__THE TASK__
A single number is the answer here: the count of lines in the data below that include the word "since".

__DATA TO PROCESS__
PR #4404, opened 2026-06-18
feat(exec): allow extra bwrap bind roots

### LINKED ISSUE #4107: Allow configuring additional bind mounts for bwrap sandbox
### Problem / Motivation

When tools.exec.sandbox is set to "bwrap", the sandbox only bind-mounts a hardcoded set of paths:
| Access     | Paths                                                                                                                                                        |
|------------|--------------------------------------------------------------------------------------------------------------------------------------------------------------|
| Read-write | workspace only                                                                                                                                               |
| Read-only  | `/usr`, `/bin`, `/lib`, `/lib64`, `/etc/alternatives`, `/etc/ssl/certs`, `/etc/resolv.conf`, `/etc/ld.so.cache`, media directory                             |
| Virtual    | `/proc`, `/dev`, `/tmp`                                                                                                                                      |

(See nanobot/agent/tools/sandbox.py _bwrap().)

This means user-level tool directories like ~/.local/bin/ (uv, pipx) and ~/.cargo/bin/ are invisible inside the sandbox. Even though pathAppend adds them to $PATH, the actual binaries don't exist in the namespace, so commands like uv run or rg fail with "command not found".

```json
"exec": {
    "enable": true,
    "timeout": 60,
    "pathAppend": "/home/user/.local/bin/",
    "sandbox": "bwrap",
    "allowedEnvKeys": [],
    "allowPatterns": [],
    "denyPatterns": []
}
```
With this config, the agent sees /home/user/.local/bin/ in $PATH but uv run fails with "command not found" because the directory doesn't exist inside the bwrap namespace.

This is a two-layer problem:

bwrap namespace isolation — the directory simply doesn't exist in the sandbox's filesystem view. No configuration option exists to add extra bind mounts.
restrict_to_workspace path guard — _guard_command() in shell.py only allows absolute paths inside the workspace or media directory. Using an absolute path like /home/user/.local/bin/uv gets blocked even if the mount were added.

### Proposed Solution

Add a sandbox_ro_binds (read-only) and optionally sandbox_rw_binds (read-write) field to ExecToolConfig:
```json
"exec": {
    "enable": true,
    "sandbox": "bwrap",
    "sandbox_ro_binds": ["/home/user/.local/bin", "/home/user/.cargo/bin"],
    "sandbox_rw_binds": [],
    "pathAppend": "/home/user/.local/bin:/home/user/.cargo/bin"
}
```
The implementation would involve:

ExecToolConfig — add sandbox_ro_binds: list[str] and sandbox_rw_binds: list[str] fields (default empty).
sandbox.py — pass the bind lists through wrap_command() → _bwrap(), and add --ro-bind-try / --bind-try loops for the user-specified paths (using -try variants so a missing path doesn't crash the sandbox).
shell.py — in _guard_command(), when restrict_to_workspace is active, also allow absolute paths that fall under sandbox_ro_binds or sandbox_rw_binds.

### Alternatives Considered

_No response_

### Related Component

Configuration

### Additional Context

_No response_

yu-xin-c:
## Summary

Closes #4107.

This adds configurable extra bind roots for the `bwrap` shell sandbox so deployments can expose user-level tool directories such as `~/.local/bin` or `~/.cargo/bin` inside the namespace while keeping the default sandbox locked down.

## What changed

- Adds `tools.exec.sandboxRoBinds` and `tools.exec.sandboxRwBinds` config fields.
- Forwards configured bind roots from `ExecToolConfig` through `ExecTool` to the bwrap wrapper.
- Emits `--ro-bind-try` for read-only roots and `--bind-try` for read-write roots.
- Normalizes configured bind roots and ignores relative paths rather than mounting them relative to an unexpected cwd.
- Allows absolute command paths under configured bind roots only when `sandbox == "bwrap"` is active and not on Windows, so the workspace guard is not widened for unsandboxed execution.
- Documents the new security options.

## Validation

- `uv run pytest tests/tools/test_sandbox.py tests/tools/test_exec_security.py tests/tools/test_exec_platform.py tests/tools/test_tool_validation.py` — 167 passed
- `uv run ruff check nanobot/agent/tools/sandbox.py nanobot/agent/tools/shell.py tests/tools/test_sandbox.py tests/tools/test_exec_security.py tests/tools/test_exec_platform.py tests/tools/test_tool_validation.py` — passed
- `git diff --check` — passed

### DIFF
--- a/nanobot/agent/tools/sandbox.py
+++ b/nanobot/agent/tools/sandbox.py
@@ -5,13 +5,40 @@ To add a new backend, implement a function with the signature:
 and register it in _BACKENDS below.
 """
 
+import os
 import shlex
 from pathlib import Path
+from typing import Iterable
 
 from nanobot.config.paths import get_media_dir
 
 
-def _bwrap(command: str, workspace: str, cwd: str) -> str:
+def _normalize_bind_paths(paths: Iterable[str] | None) -> list[str]:
+    out: list[str] = []
+    seen: set[str] = set()
+    for raw in paths or []:
+        value = str(raw).strip()
+        if not value:
+            continue
+        path = Path(os.path.expandvars(value)).expanduser()
+        if not path.is_absolute():
+            continue
+        resolved = str(path.resolve(strict=False))
+        if resolved in seen:
+            continue
+        seen.add(resolved)
+        out.append(resolved)
+    return out
+
+
+def _bwrap(
+    command: str,
+    workspace: str,
+    cwd: str,
+    *,
+    sandbox_ro_binds: Iterable[str] | None = None,
+    sandbox_rw_binds: Iterable[str] | None = None,
+) -> str:
     """Wrap command in a bubblewrap sandbox (requires bwrap in container).
 
     Only the workspace is bind-mounted read-write; its parent dir (which holds
@@ -48,17 +75,34 @@ def _bwrap(command: str, workspace: str, cwd: str) -> str:
         "--dir", str(ws),                 # recreate workspace mount point
         "--bind", str(ws), str(ws),
         "--ro-bind-try", str(media), str(media),  # read-only access to media
-        "--chdir", sandbox_cwd,
-        "--", "sh", "-c", command,
     ]
+    for p in _normalize_bind_paths(sandbox_ro_binds):
+        args += ["--ro-bind-try", p, p]
+    for p in _normalize_bind_paths(sandbox_rw_binds):
+        args += ["--bind-try", p, p]
+    args += ["--chdir", sandbox_cwd, "--", "sh", "-c", command]
     return shlex.join(args)
 
 
 _BACKENDS = {"bwrap": _bwrap}
 
 
-def wrap_command(sandbox: str, command: str, workspace: str, cwd: str) -> str:
+def wrap_command(
+    sandbox: str,
+    command: str,
+    workspace: str,
+    cwd: str,
+    *,
+    sandbox_ro_binds: Iterable[str] | None = None,
+    sandbox_rw_binds: Iterable[str] | None = None,
+) -> str:
     """Wrap *command* using the named sandbox backend."""
     if backend := _BACKENDS.get(sandbox):
-        return backend(command, workspace, cwd)
+        return backend(
+            command,
+            workspace,
+            cwd,
+            sandbox_ro_binds=sandbox_ro_binds,
+            sandbox_rw_binds=sandbox_rw_binds,
+        )
     raise ValueError(f"Unknown sandbox backend {sandbox!r}. Available: {list(_BACKENDS)}")
--- a/nanobot/agent/tools/shell.py
+++ b/nanobot/agent/tools/shell.py
@@ -58,6 +58,8 @@ class ExecToolConfig(Base):
     path_prepend: str = ""
     path_append: str = ""
     sandbox: str = ""
+    sandbox_ro_binds: list[str] = Field(default_factory=list)
+    sandbox_rw_binds: list[str] = Field(default_factory=list)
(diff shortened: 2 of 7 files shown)


nanobot/agent/tools/sandbox.py
```diff
@@ -5,13 +5,40 @@
...
 
 from nanobot.config.paths import get_media_dir
 
 
-def _bwrap(command: str, workspace: str, cwd: str) -> str:
+def _normalize_bind_paths(paths: Iterable[str] | None) -> list[str]:
+    out: list[str] = []
+    seen: set[str] = set()
+    for raw in paths or []:
+        value = str(raw).strip()
```
chengyongru, line 20: `resolve(strict=False)` follows symlinks but doesn't require the path to exist. A path could theoretically be swapped with a symlink after normalization (TOCTOU). In practice this is low risk since these are typically stable tool directories set via config, and the user explicitly opts in. Just flagging for awareness.

chengyongru (commented):

Adds configurable extra bind roots for the `bwrap` sandbox: `sandboxRoBinds` (read-only via `--ro-bind-try`) and `sandboxRwBinds` (read-write via `--bind-try`). Allows deployments to expose tool directories like `~/.local/bin` inside the sandbox namespace.

**What's done well:**
- Security-conscious: the absolute-path guard (`_guard_command`) is widened to allow bind-root paths **only** when `sandbox == "bwrap"` is active. Without bwrap, configured bind roots are ignored by the guard — tested explicitly in `test_exec_bind_roots_do_not_widen_guard_without_bwrap`.
- `_normalize_bind_paths` is thorough: expands env vars and `~`, deduplicates via `resolved` set, and silently drops relative paths (which would mount relative to an unexpected cwd).
- `--bind-try` / `--ro-bind-try` (not `--bind`) means non-existent paths won't crash bwrap at startup.
- RW binds documented with appropriate caution ("Use sparingly: paths listed here are intentionally writable by shell commands inside the sandbox").
- Test coverage spans all layers: sandbox argument generation (3 tests), exec security guard with/without bwrap (4 tests), config alias validation (1 test).

**Observations:**
- No blocking issues. The design respects the sandbox's security boundary — bind roots are user-opt-in via config, and the guard widening is gated behind active bwrap.

nanobot/agent/tools/shell.py
```diff
@@ -685,3 +703,28 @@ def _extract_absolute_paths(command: str) -> list[str]:
...
+            with suppress(OSError, RuntimeError, ValueError):
+                resolved = path.resolve(strict=False)
+                key = os.path.normcase(os.fspath(resolved))
+                if key in seen:
+                    continue
+                seen.add(key)
+                roots.append(resolved)
+        return roots
+
+    def _active_sandbox_bind_roots(self) -> list[Path]:
```
chengyongru, line 727: The method name `_active_sandbox_bind_roots()` is now misleading since it returns both RO and RW binds (`[*self.sandbox_ro_binds, *self.sandbox_rw_binds]`). A future maintainer reading this name would expect only read-only roots. Consider renaming to something like `_active_sandbox_bind_paths()` to reflect the combined nature.

chengyongru (commented):

**Side effect analysis:**

Adds `sandbox_rw_binds` config, allowing additional writable directories to be bind-mounted into the bwrap sandbox. Previously only `sandbox_ro_binds` (read-only) existed.

The implementation is clean:
- `_normalize_bind_roots()` handles path expansion, symlink resolution, and dedup for both RO and RW binds.
- In `sandbox.py`, RO binds use `--ro-bind-try` and RW binds correctly use `--bind-try` (writable, non-fatal if path missing).
- `_resolve_path_for_sandbox()` checks against `_active_sandbox_bind_roots()` (which combines both) to decide if a file path is accessible inside the sandbox.

One naming/readability concern flagged inline.

PR #4405, opened 2026-06-18
feat(web): allow Keenable search without an API key

IlyaGusev:
## Summary

The `keenable` web_search provider currently requires an API key and falls back to DuckDuckGo when none is set. This change lets it work **without** a key by using Keenable's token-less public endpoint, which serves the free tier (1,000 requests/hour). Setting an `apiKey` (or `KEENABLE_API_KEY`) still upgrades to the authenticated endpoint for higher limits.

## Details

- `nanobot/agent/tools/web.py`:
  - `_effective_provider` returns `keenable` unconditionally (no DuckDuckGo fallback) — it works anonymously.
  - `_search_keenable` posts to `/v1/search/public` (with the required `X-Keenable-Title` header) when no key is configured, and to the authenticated `/v1/search` with `X-API-Key` when one is. The base URL is now a module constant (`_KEENABLE_SEARCH_API_URL`), matching the `_BOCHA_SEARCH_API_URL` / `_VOLCENGINE_SEARCH_API_URL` convention.
- `docs/configuration.md`: keenable now marked free / no key needed, with an updated example.
- `tests/tools/test_web_search_tool.py`: updated the two tests that asserted the old no-key→DuckDuckGo behavior to verify the public-endpoint path and concurrency-safety instead.

## Testing

`uv run --extra dev pytest tests/tools/test_web_search_tool.py` — 38 passed. Verified the public endpoint returns results with no API key.

### DIFF
--- a/docs/configuration.md
+++ b/docs/configuration.md
@@ -1456,7 +1456,7 @@ By default, web search uses `duckduckgo`, and it works out of the box without an
 | `olostep` | `apiKey` | `OLOSTEP_API_KEY` | No |
 | `bocha` | `apiKey` | `BOCHA_API_KEY` | Free tier (1M calls for startups) |
 | `volcengine` | `apiKey` | `VOLCENGINE_SEARCH_API_KEY` or `WEB_SEARCH_API_KEY` | Monthly quota, then paid |
-| `keenable` | `apiKey` | `KEENABLE_API_KEY` | No |
+| `keenable` | `apiKey` (optional) | `KEENABLE_API_KEY` | Yes (no key needed; key raises limits) |
 | `searxng` | `baseUrl` | `SEARXNG_BASE_URL` | Yes (self-hosted) |
 | `duckduckgo` (default) | — | — | Yes |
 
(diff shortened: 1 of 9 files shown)


chengyongru (commented):

Changes Keenable search to work without any API key by switching to the `/v1/search/public` endpoint when no key is configured, while preserving authenticated access (`/v1/search` with `X-API-Key`) when a key is present.

**What's done well:**
- Clean separation between public and authenticated paths — the `_effective_provider` change from conditional to unconditional `"keenable"` is correct since the provider now works without a key.
- The module constant (`_KEENABLE_SEARCH_API_URL`) follows the existing `_BOCHA_*` / `_VOLCENGINE_*` convention.
- Tests properly verify the public endpoint URL, absence of `X-API-Key` header, and the result format.
- Docs updated accurately — "no key needed" with a note about the 1,000 req/hour free tier limit.

**Observations:**
- No issues found. The change is self-contained (+9/-7 in web.py, plus test/doc updates) and backward-compatible (existing API-key users continue to work unchanged).

Re-bin (approved):
LGTM. This now covers the full WebUI path for Keenable’s optional API key behavior: backend search can use the public endpoint without a key, settings API exposes `optional_api_key`, and the WebUI can save either no key or an explicit key without treating Keenable as a special one-off.

I checked chengyongru’s earlier review: there were no blocker comments, and the backend/doc direction still looks correct. I also fixed the WebSocket settings test that was still expecting `api_key`; the previous GitHub CI failure was exactly that stale assertion. Validated locally with:
- python -m pytest tests/channels/test_websocket_channel.py::test_settings_api_returns_safe_subset_and_updates_whitelist tests/tools/test_web_search_tool.py tests/webui/test_settings_api.py -q
- python -m ruff check nanobot/agent/tools/web.py nanobot/webui/settings_api.py tests/tools/test_web_search_tool.py tests/webui/test_settings_api.py tests/channels/test_websocket_channel.py
- cd webui && bun run test -- settings-view api
- cd webui && bun run build

GitHub has not spawned a fresh check run for the latest head yet, but the previously failing case is fixed on this branch.

PR #4407, opened 2026-06-18
feat(whatsapp): seed LID->phone mappings on startup

franciscomaestre:
WhatsApp can deliver a sender **LID** instead of a phone number. The channel already learns the LID→phone mapping at runtime, but only after a message that carries **both** values — so the *first* message from a contact can't be resolved to a phone number (affecting \`allowFrom\` matching and sender identity).

### What
Seed the mapping on startup from two sources:
- **Bridge reverse files** the bridge persists in the auth directory (\`lid-mapping-<lid>_reverse.json\`), resolved via \`get_runtime_subdir("whatsapp-auth")\` so it respects a custom runtime dir.
- A new optional **\`channels.whatsapp.lidMappings\`** config dict for static mappings (takes precedence over the on-disk files).

Malformed/empty mapping files are ignored rather than failing startup.

### Config
\`\`\`json
{
  "channels": {
    "whatsapp": {
      "enabled": true,
      "lidMappings": { "123456789012345": "1234567890" }
    }
  }
}
\`\`\`

### Tests
Added in \`tests/channels/test_whatsapp_channel.py\`:
- mapping from config
- mapping from bridge reverse files (ignoring malformed/empty)
- config precedence over files
- empty mapping when the auth dir is missing

### Docs
- Documented the optional \`lidMappings\` field in the WhatsApp section of \`docs/chat-apps.md\`.

### DIFF
--- a/docs/chat-apps.md
+++ b/docs/chat-apps.md
@@ -336,6 +336,25 @@ nanobot gateway
 > WhatsApp bridge updates are not applied automatically for existing installations. After upgrading nanobot, rebuild the local bridge with:
 > `rm -rf ~/.nanobot/bridge && nanobot channels login whatsapp`
 
+**Optional: static LID mappings**
+
+Modern WhatsApp can deliver a sender's LID instead of their phone number. nanobot
+learns the LID→phone mapping at runtime (and reuses the ones the bridge persists on
+disk), but you can also seed mappings up front so the phone number resolves from the
+very first message:
+
+```json
+{
+  "channels": {
+    "whatsapp": {
+      "enabled": true,
+      "allowFrom": ["+1234567890"],
+      "lidMappings": { "123456789012345": "1234567890" }
+    }
+  }
+}
+```
+
 </details>
 
 <details>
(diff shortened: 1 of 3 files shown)


chengyongru (commented):

Seeds LID→phone mappings on WhatsApp channel startup from two sources: bridge reverse files (`lid-mapping-<lid>_reverse.json` in the auth directory) and a new optional `lidMappings` config dict. This fixes the first-message identity resolution gap where the sender's phone number couldn't be resolved until a message carrying both LID and phone arrived.

**What's done well:**
- Sensible priority: config `lidMappings` takes precedence over bridge files, which is the right call (explicit user config > auto-discovered data).
- Malformed/empty mapping files are silently ignored via the bare `except Exception` + `isinstance` check, so startup never fails due to bad bridge data.
- Uses `get_runtime_subdir("whatsapp-auth")` for auth dir resolution, respecting custom runtime directories.
- Test coverage is thorough: config-only, bridge-files-only (including malformed/empty file handling), config precedence over files, and empty mapping when auth dir is missing. 4 tests.
- Documentation in `docs/chat-apps.md` clearly explains the LID concept and the optional config field.

**Observations:**
- No issues found. The implementation is clean, defensive, and well-tested.

Re-bin (approved):
LGTM. This is a clean, localized WhatsApp startup mapping fix: it seeds LID-to-phone mappings from trusted bridge reverse files plus explicit config, keeps config precedence, ignores malformed entries, and includes focused channel coverage plus docs. Targeted review passed and the current CI matrix is green.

__RESULT__
3